Living in DC among the educationally and monetarily privileged is often a disconcerting feeling. Friends and acquaintances hold degrees from reputable universities and colleges, frequently more than one. At times, I must admit I feel as though I missed out on something important. Often I believe that my own academic career was inferior. As is often the case in many situations, my self-admitted inferiority complex turns to resentment in a snap of the fingers. I recognize this is not an especially fair notion to hold, but instant emotional responses are not always rational. One might call it a particularly commonplace chip on the shoulder.
Until halfway through high school, I was on a track to win a scholarship to a prestigious school. Many who knew me back then assumed that outcome was all but assured. But I got sick, really sick. For the first time, I suffered with long-lasting and serious periods of depression. Because of the severity of the symptoms, frequent hospitalization became almost a way of life. My GPA plummeted and by the time I limped across the finish line, the only options available to me were in Alabama. I sensibly enrolled in a state school close to home, where I could be close to my doctors. It was a smart decision, but one that killed a little bit of my spirit.
I began my undergraduate career in a school with very few women’s studies classes and approximately one class in queer theory. We’ve often talked about the real world value of such majors and minors, when they are even available. That’s not exactly where I’m going with this post. Had there been more options to me, I know I would have deliberately left electives open specifically for the purpose. I am envious of the programs across the country that provide ample classes in women’s studies, gender studies, or queer studies. The anxious masculinity which often attempts to manifest itself had quite a hold on me in a younger year. I have pondered since then whether I might have reached conclusions earlier I only achieved relatively recently. I realize that I was struggling with my own concept of masculinity and it took years of self-examination to really begin to find some peace of mind.
At times I observe the behavior of certain men on feminist websites or on feminist topics, usually in the comment sections. There would have been a time where I would have conceded many a straw man argument. I might have even agreed with a particularly irrelevant hairsplitting point, feeling my own masculinity somehow under attack. The violently misogynist commenters are very different. The ones who use violent language to express their feelings of insecurity and rejection have never won anything but my contempt. They should probably win my eventual sympathy, but I’m afraid I’m not quite there yet. It is ones who are only a few degrees away from greater understanding who often linger in my thoughts.

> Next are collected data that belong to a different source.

PR #137, opened 2018-01-17
volume: pulse-detection: explicitly try the "pulse" device

jolange:
I noticed on one machine (where pulse is the right option) that it's not the default output of `amixer info` and you need to explicitly specify `-D pulse`. When this command succeeds, there is no more need to check the output.

### DIFF
--- a/volume/volume
+++ b/volume/volume
@@ -23,9 +23,9 @@
 # For ALSA users, you may use "default" for your primary card
 # or you may use hw:# where # is the number of the card desired
 MIXER="default"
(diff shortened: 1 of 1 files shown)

I am speaking of class distinctions here to some extent. Simple economics are partially a result, though other factors dictate how any culture or sub-culture perceives that men ought to act or ought to present their feelings. There must be a group mentality in place that provides men the ability to be vulnerable and examine masculinity as a gender construct, not as irrefutable fact. As it stands now, the available educational resources are frustratingly limited in scope. As limited as they are for women and deconstructing gender, they are even more so for men. I don’t mean to talk about men as some singular entity. Men are different from each other, very different, even if gender roles insist to the contrary. Some men will naturally be inclined to look outside the gender box and others will not.
Often we express no small indignation when women’s reproductive rights are infringed, particularly by proposed legislation. I am, of course, referring to Mississippi’s recently failed ballot initiative here. While I am frustrated at those who wanted to define an embryo as a person, I do also understand their chip on the shoulder attitudes. It is an attitude of the unheard, the financially impoverished, and the automatically disqualified because of a lack of privilege. It is a perspective of those who went to Ole Miss, Mississippi State, or Southern Miss, not Columbia, Rutgers, or the University of Chicago. It is peculiar that while we may entertain anti-intellectual views, we still value higher education as a basic social value. We have a love/hate relationship with education in this country and we may always have.

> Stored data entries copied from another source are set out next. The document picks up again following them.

PR #141, opened 2018-02-16
redefine critical state

kenardes:
what is call "critical" should be where the internet speed low to zero.

### DIFF
--- a/bandwidth2/bandwidth2.c
+++ b/bandwidth2/bandwidth2.c
@@ -72,9 +72,9 @@ void get_values(char *const iface, time_t * const s, ulli * const received, ulli
 
 void display(int const unit, double b, int const warning, int const critical)
 {
-  if (critical != 0 && b > critical) {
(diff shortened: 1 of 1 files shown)


kb100:
I believe you misunderstand the purpose of the critical and warning values. It does not make sense to warn the user when their internet usage is low because internet usage is very often near zero. The warnings are supposed to be for when your usage is too high, with the use case in mind being a person with limited bandwidth that wants to be aware whenever they are using a lot of bandwidth.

And it isn’t until we seriously close a gap in basic economic inequality that these resentments will subside. I grew up eating fast food on a consistent basis, for example. Many of the people with whom I now associate find this disgusting. They were raised by exacting, exceptionally health conscious parents. But often lacking adequate economic resources and possessing a very different cultural mindset, no one finds anything wrong with a diet full of starch and saturated fat. It is this disconnect that does not create understanding, instead those who oppose us are mysterious. There is nothing quite as offensive as that which we cannot understand.